Op grond van haar onderzoek overweegt en beslist de beroepscommissie als volgt:

1. De inhoud van het beroep
De klacht, zoals neergelegd in het verzoek om bemiddeling aan de medisch adviseur van 11 september 2008, houdt in dat klagers medische klachten niet serieus worden genomen.

2. De standpunten van klager en de inrichtingsarts
Klager heeft zijn klacht als volgt toegelicht. Klager is verschillende medicatie voorgeschreven voor zijn maagklachten, terwijl hij nooit in het ziekenhuis is onderzocht. Hij wil geen proefkonijn zijn en heeft besloten om de medicatie niet in te nemen.
Klager is elf kilo afgevallen en de inrichtingsarts weet niet wat voor ziekte hij heeft. Als klager om hulp vraagt, blijft het bij een bezoekje van de inrichtingsarts. Hij is erg ongerust. Klager is inmiddels overgeplaatst.

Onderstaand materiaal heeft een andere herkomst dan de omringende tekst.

PR #3556, opened 2024-02-26
use flash bursts for faster flashing

TychoVrahe:
On STM32U5  faster flashing is possible with flash burst usage.


cepetr (approved):
Looking good to me. It seems the changes does not break anything.

PR #3557, opened 2024-02-27
Remove misc crypto functions from btc-only firmware

### LINKED ISSUE #3442: Remove misc cryptographic functions from Bitcoin-only firmware
The following functions should only be in universal firmware:
* `SignIdentity`
* `GetECDHSessionKey`

the following function should be dropped from all firmwares:
* `CosiCommit`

Namens de inrichtingsarts is het volgende standpunt ingenomen.
Klagers langdurige maagklachten hangen samen met zijn leefstijl. Het resultaat van de endoscopie van 8 oktober 2007 is opgevraagd en daaruit bleek geen onrustbarende diagnose. Klager is boos van het spreekuur weggelopen. Hij is op cel bezocht en
onderzocht door de inrichtingsarts. Klager is een dieetadvies gegeven en medicatie voorgeschreven. Vervolgens heeft hij geweigerd om op het spreekuur van de inrichtingsarts en het spreekuur van de verpleegkundige te komen. Hij is opnieuw gezien en
onderzocht door de inrichtingsarts. Er is een afspraak gemaakt voor een bloedonderzoek in afwachting van een nieuwe endoscopie. Voordat de endoscopie gerealiseerd kon worden, is klager overgeplaatst.

3. De beoordeling
De beroepscommissie overweegt dat uit de stukken, waaronder de HIS-gegevens, volgt dat klagers medische klachten toe te schrijven zijn aan zijn leefpatroon. De inrichtingsarts heeft klager meermalen onderzocht, hem een dieetadvies gegeven en passende
medicatie voorgeschreven. Klager heeft vervolgens geweigerd om het spreekuur van de inrichtingsarts en de verpleegkundige te bezoeken. Voorts is een bloedonderzoek aangevraagd en zou er een afspraak worden gemaakt voor een nieuwe endoscopie. Voordat
deze nadere onderzoeken konden plaatsvinden, is klager echter overgeplaatst naar een andere penitentiaire inrichting. De beroepscommissie is, het voorgaande in samenhang en onderling verband bezien, van oordeel dat het handelen van of namens de
inrichtingsarts niet kan worden aangemerkt als in strijd met de in artikel 28 Pm neergelegde norm. Het beroep zal derhalve ongegrond worden verklaard.

4. De uitspraak
De beroepscommissie verklaart het beroep ongegrond.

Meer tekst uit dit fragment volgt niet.